We can solve the system by hand by considering the two cases separately: SW1 open, and SW1 closed.
With the switch open, we can remove the switch entirely, because an open switch is open circuit ($R = \infty$):
From this schematic, it's clear that there is nothing to power resistors R3, R4, and R5, so all their branch currents are zero:
$$i_3 = i_4 = i_5 = 0$$
R1 and R2 are simply resistors in series, so we can add their resistances to find an effective resistance:
$$R_{\text{eq}} = R_1 + R_2 = 2500 \ \Omega$$
Now, we can use Ohm's Law to find the total current:
$$I = \frac {V} {R_{\text{eq}}} = \frac {9} {2500} = 0.0036 = 3.6 \ \text{mA}$$
Because of Kirchhoff's Current Law, the branch currents $i_1 = i_2$, so:
$$i_1 = i_2 = 3.6 \ \text{mA}$$
We've fully solved for all the currents with the switch open, and it would now be easy to find the node voltages as well.
With the switch closed, we can replace it with a wire, because a closed switch is short circuit ($R = 0$):
From this schematic, we just have a jumble of five resistors in series and parallel. We can apply the combination rules carefully to get our effective resistance.
First, we can combine R4 and R5 in parallel. Since they have equal resistance, the parallel combination is just half of their individual resistance:
$$R_{\text{eq1}} = R_4 // R_5 = \frac{R_4 R_5} {R_4 + R_5} = \frac {800^2} {2 \cdot 800} = 400 \ \Omega$$
Next, we can see that R3 is just in series with Req1, so we can add their resistances to get Req2:
$$R_{\text{eq2}} = R_3 + R_{\text{eq1}} = 100 + 400 = 500 \ \Omega$$
Next, we combine the parallel R2 with Req2 to get Req3:
$$R_{\text{eq3}} = R_2 // R_{\text{eq2}} = \frac {2000 \cdot 500} {2000 + 500} = 400 \ \Omega$$
As a quick trick for solving parallel resistances like these by hand, notice that there's a fixed ratio between the 2000 and 500 values: a factor of 4. You can effectively think of the $500 \ \Omega$ resistor as being 4 parallel $2000 \ \Omega$ resistors, because $N$ same-size resistors in parallel will have a resistance of $R_{//} = \frac {R_x} {N}$. Then, you can think about the additional R2 as being just a 5th resistor in parallel with the other four! This means that the parallel combination is just like having $4+1 = 5$ of these $2000 \ \Omega$ resistors in parallel, for a total effective resistance of $\frac {2000} {5} = 400 \ \Omega$.
Finally, we can combine the series R1 and Req3 to get Req4:
$$R_{\text{eq4}} = R_1 + R_{\text{eq3}} = 500 + 400 = 900 \ \Omega$$
From here, it's again easy to use Ohm's Law to find the total current:
$$i_1 = \frac {V} {R} = \frac {9} {900} = 0.01 = 10 \ \text{mA}$$
In this switch closed case, the other branch currents $i_2, i_3, i_4, i_5$ in the original circuit have their own values. But now that we have the total current, we can "unwind" our resistor simplifications and look at how the current divides through each branch.

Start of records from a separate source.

PR #111, opened 2019-09-30
remote_syslog not remote-syslog

davehouse:
I left it with the wrong remote_syslog package. 
remote_syslog takes severity and program/etc from the event, and uses the current plugin interface. 
remote-syslog does not take the syslog tags from the event and uses the deprecated fluent plugin interface.


davehouse:
I manually installed this gem on the workers friday evening (when I found no logs in papertrail after merging the change to copy logs to papertrail). So this change will control/manage the already installed plugin.

davehouse:
When this is merged, I'll manually remove the one that was installed mistakenly ("remote-syslog").

PR #114, opened 2019-10-04
Add independent module settings and root owners/groups vars

dividehex:
This may seem a little redundant but it is in an effort to make modules more self contained.  Also, global vars suck especially with puppet apply.


davehouse:
I understand the idea for self-contained modules, but i think adding manifests increases the complexity and I think globals are a good place for some facts we share across modules (just like $::operatingsystem).
"especially with puppet apply" -- do the globals break something?

dividehex:
> I understand the idea for self-contained modules, but i think adding manifests increases the complexity and I think globals are a good place for some facts we share across modules (just like $::operatingsystem).
> "especially with puppet apply" -- do the globals break something?

First, this is all driven by the work I'm doing in macstadium with vault/bolt_provisioning.

Mainly, globals completely break the ability to load directly into a class eg `-e 'include roles_profiles::roles::somerole'`  In the _new_ bolt provisioning, we don't want to generate nodes instead we want include classes directly without a site.pp or node scope.

In a puppet apply world, you shouldn't need a node scope at all so I want to get rid of the /manifests and simply load direct classes.  This PR is the first step. This also allows you to use hiera or consul as an ENC if we want to which I've been toying with as an idea.  You can also see that having a globals breaks kitchen tests as @aerickson noted in the repo [1].  And I'd like to follow @aerickson 's lead and write kitchen tests for other systems also.

I know there might be a better way to load a global like a shared module but it isn't like we are going to need one spot to change that code.  linux will always be `root:root` and macos/bsd will always be `root:wheel`.

If this _**REALLY**_ bothers you, we could do a shared module such as `include shared; $shared::root_user`.  I personal prefer settings.pp in each module.

[1] https://github.com/mozilla-platform-ops/ronin_puppet/blob/master/manifests/site.pp#L5

dividehex:
Actually... I've decided to refactor this. 🏭  We can be explicit about file attributes without site/node scope global variables _AND_ without repeating ourselves.  I think the ::shared module might be a better idea.

PR #1187, opened 2026-04-27
Add cltbld_user profile to gecko-{1,3}-b-osx-arm64-vms roles

rcurranmoz:
## Summary
- `multiuser-static` generic-worker requires the `cltbld` user and `~/Library/LaunchAgents/` to exist before `worker_runner` can write the genericworker LaunchAgent plist
- Both `gecko_1_b_osx_arm64_vms` and `gecko_3_b_osx_arm64_vms` roles were missing `include roles_profiles::profiles::cltbld_user`, causing Puppet to fail with "No such file or directory" on the LaunchAgent plist during VM image builds
- Fix mirrors what `gecko_t_osx_1500_m_vms` already does

## Test plan
- [ ] Builder VM image build (`Build macOS Builder ARM64 VMs` workflow in `macos-vms`) passes Puppet phase 1 with this branch
- [ ] gecko-1b and gecko-3b VMs boot and register with Taskcluster
- [ ] Try push confirms jobs run successfully

### DIFF
--- a/modules/roles_profiles/manifests/roles/gecko_1_b_osx_arm64_vms.pp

If we scroll backwards through the resistor series-parallel simplifications, the first current split that we have to account for is between $i_2 \ \text{and} i_3$. We know that the total current is split:
$$10 \ \text{mA} = i_1 = i_2 + i_3$$
We also know a ratio of the total resistances of each path: $R_{\text{eq2}} = \frac {1} {4} R_2$. With this four-to-one resistance ratio, the path through Req2 will carry 4 times the current for the same voltage as R2. That means that Req2 will carry $\frac{4} {5}$ of the current, and R2 will carry $\frac {1} {5}$. Expressed as currents:
$$ \begin{align} i_2 & = \frac {1} {5} i_1 = 2 \ \text{mA} && \text{(through R2)} \\ i_3 & = \frac {4} {5} i_1 = 8 \ \text{mA} && \text{(through Req2)} \\ \end{align} $$
Scrolling up further, the next split is when $i_3$ divides into $i_4$ and $i_5$. It happens that R4 and R5 have the same resistance, so the current divides equally between them:
$$ \begin{align} i_4 & = \frac {1} {2} i_3 = 4 \ \text{mA} && \text{(through R4)} \\ i_5 & = \frac {1} {2} i_3 = 4 \ \text{mA} && \text{(through R5)} \\ \end{align} $$
We've now solved for all five branch currents, and could easily compute the node voltages. This example demonstrates how to use resistor series and parallel combination rules to solve resistive circuits quickly.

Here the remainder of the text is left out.